EXTRACTED RECORDS START

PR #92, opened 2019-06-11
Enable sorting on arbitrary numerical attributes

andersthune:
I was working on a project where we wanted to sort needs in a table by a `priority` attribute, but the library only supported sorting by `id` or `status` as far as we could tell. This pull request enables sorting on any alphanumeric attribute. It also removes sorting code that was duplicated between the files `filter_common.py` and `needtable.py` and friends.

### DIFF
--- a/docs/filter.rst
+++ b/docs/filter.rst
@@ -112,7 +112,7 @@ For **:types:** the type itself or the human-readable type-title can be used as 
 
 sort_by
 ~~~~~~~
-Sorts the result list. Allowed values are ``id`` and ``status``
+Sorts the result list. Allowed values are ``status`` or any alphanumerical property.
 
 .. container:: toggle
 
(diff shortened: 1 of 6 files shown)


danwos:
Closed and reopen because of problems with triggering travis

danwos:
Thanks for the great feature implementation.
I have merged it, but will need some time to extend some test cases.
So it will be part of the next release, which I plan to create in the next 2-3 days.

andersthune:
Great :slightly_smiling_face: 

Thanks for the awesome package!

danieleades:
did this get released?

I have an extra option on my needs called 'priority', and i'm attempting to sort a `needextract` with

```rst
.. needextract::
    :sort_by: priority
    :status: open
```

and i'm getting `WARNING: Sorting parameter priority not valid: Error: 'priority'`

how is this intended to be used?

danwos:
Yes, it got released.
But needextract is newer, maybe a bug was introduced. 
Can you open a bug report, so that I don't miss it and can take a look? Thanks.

EXTRACTED RECORDS END
EXTRACTED RECORDS START

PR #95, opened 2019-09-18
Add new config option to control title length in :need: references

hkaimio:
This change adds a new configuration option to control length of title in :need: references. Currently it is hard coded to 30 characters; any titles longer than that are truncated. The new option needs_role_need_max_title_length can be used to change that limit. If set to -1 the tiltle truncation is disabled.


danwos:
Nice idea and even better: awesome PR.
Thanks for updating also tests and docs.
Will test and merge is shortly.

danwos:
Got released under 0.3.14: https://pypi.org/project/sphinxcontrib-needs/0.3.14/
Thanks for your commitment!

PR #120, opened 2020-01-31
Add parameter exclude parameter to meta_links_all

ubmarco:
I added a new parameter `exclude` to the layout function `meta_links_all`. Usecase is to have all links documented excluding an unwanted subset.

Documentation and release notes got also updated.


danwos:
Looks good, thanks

EXTRACTED RECORDS END
EXTRACTED RECORDS START

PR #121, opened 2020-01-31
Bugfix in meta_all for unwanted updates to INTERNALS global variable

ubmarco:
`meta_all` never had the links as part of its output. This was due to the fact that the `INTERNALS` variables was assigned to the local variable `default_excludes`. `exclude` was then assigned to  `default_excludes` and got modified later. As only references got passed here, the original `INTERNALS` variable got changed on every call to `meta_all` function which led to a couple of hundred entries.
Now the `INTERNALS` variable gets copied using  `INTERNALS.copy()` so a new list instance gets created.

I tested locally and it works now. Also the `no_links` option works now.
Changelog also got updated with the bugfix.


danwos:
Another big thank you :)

EXTRACTED RECORDS END

TASK BRIEF -
In the listing above, find the line containing "PR #92, opened 2019-06-11" and the line containing "Can you open", then repeat those two lines and everything between them exactly.

ANSWER TO THE PROBLEM -
PR #92, opened 2019-06-11
Enable sorting on arbitrary numerical attributes

andersthune:
I was working on a project where we wanted to sort needs in a table by a `priority` attribute, but the library only supported sorting by `id` or `status` as far as we could tell. This pull request enables sorting on any alphanumeric attribute. It also removes sorting code that was duplicated between the files `filter_common.py` and `needtable.py` and friends.

### DIFF
--- a/docs/filter.rst
+++ b/docs/filter.rst
@@ -112,7 +112,7 @@ For **:types:** the type itself or the human-readable type-title can be used as 
 
 sort_by
 ~~~~~~~
-Sorts the result list. Allowed values are ``id`` and ``status``
+Sorts the result list. Allowed values are ``status`` or any alphanumerical property.
 
 .. container:: toggle
 
(diff shortened: 1 of 6 files shown)


danwos:
Closed and reopen because of problems with triggering travis

danwos:
Thanks for the great feature implementation.
I have merged it, but will need some time to extend some test cases.
So it will be part of the next release, which I plan to create in the next 2-3 days.

andersthune:
Great :slightly_smiling_face: 

Thanks for the awesome package!

danieleades:
did this get released?

I have an extra option on my needs called 'priority', and i'm attempting to sort a `needextract` with

```rst
.. needextract::
    :sort_by: priority
    :status: open
```

and i'm getting `WARNING: Sorting parameter priority not valid: Error: 'priority'`

how is this intended to be used?

danwos:
Yes, it got released.
But needextract is newer, maybe a bug was introduced. 
Can you open a bug report, so that I don't miss it and can take a look? Thanks.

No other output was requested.